Exercise directions.
Copies of all lines that contain "could" are needed; take them from the data below.

Source data.
===============
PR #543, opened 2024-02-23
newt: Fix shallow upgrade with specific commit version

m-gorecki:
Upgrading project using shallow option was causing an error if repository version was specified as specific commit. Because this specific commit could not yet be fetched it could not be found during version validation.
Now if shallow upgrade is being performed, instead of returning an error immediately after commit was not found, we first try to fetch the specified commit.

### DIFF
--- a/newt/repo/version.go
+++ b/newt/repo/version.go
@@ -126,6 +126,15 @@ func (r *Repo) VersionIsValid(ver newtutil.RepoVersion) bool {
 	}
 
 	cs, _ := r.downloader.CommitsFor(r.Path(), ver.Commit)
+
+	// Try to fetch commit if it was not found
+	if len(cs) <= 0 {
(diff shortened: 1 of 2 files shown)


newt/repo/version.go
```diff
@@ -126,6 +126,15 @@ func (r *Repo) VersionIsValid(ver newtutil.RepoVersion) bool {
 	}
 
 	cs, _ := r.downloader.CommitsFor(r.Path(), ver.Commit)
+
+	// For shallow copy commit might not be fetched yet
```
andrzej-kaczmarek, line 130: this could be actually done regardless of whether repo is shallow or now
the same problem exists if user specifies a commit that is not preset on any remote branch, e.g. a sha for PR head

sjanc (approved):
===============
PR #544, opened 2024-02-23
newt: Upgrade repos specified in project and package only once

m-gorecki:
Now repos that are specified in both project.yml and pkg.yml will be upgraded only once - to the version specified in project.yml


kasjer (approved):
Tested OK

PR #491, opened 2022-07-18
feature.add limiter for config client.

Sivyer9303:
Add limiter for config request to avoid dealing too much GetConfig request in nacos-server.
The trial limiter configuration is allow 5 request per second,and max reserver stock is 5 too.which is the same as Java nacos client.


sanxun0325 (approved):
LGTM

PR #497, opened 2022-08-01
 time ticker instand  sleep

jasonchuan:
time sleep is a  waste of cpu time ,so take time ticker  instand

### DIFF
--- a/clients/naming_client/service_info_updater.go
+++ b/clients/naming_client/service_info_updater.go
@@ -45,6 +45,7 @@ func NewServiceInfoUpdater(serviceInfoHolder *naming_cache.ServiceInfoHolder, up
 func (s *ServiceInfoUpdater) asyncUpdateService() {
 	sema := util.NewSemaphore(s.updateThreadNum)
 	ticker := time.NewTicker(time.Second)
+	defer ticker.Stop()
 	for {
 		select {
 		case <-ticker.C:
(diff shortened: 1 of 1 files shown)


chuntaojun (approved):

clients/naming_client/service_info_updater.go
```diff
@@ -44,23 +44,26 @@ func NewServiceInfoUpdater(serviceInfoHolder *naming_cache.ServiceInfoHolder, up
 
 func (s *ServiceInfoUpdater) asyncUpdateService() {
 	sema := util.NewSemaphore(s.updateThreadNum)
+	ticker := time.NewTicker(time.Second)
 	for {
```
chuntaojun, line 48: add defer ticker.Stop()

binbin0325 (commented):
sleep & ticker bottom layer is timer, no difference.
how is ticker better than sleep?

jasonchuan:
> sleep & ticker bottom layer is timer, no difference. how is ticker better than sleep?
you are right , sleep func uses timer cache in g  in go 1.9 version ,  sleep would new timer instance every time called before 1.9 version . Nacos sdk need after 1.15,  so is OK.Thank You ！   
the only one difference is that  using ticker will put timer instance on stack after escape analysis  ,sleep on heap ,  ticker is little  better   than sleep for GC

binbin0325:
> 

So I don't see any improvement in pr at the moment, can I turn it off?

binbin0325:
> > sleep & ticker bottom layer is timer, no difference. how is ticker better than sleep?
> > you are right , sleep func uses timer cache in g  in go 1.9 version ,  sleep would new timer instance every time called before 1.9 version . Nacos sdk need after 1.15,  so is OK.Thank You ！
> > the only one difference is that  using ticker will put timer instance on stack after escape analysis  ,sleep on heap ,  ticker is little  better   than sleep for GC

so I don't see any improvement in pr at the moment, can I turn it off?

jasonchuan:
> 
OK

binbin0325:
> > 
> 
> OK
===============
Answer space.
Upgrading project using shallow option was causing an error if repository version was specified as specific commit. Because this specific commit could not yet be fetched it could not be found during version validation.
andrzej-kaczmarek, line 130: this could be actually done regardless of whether repo is shallow or now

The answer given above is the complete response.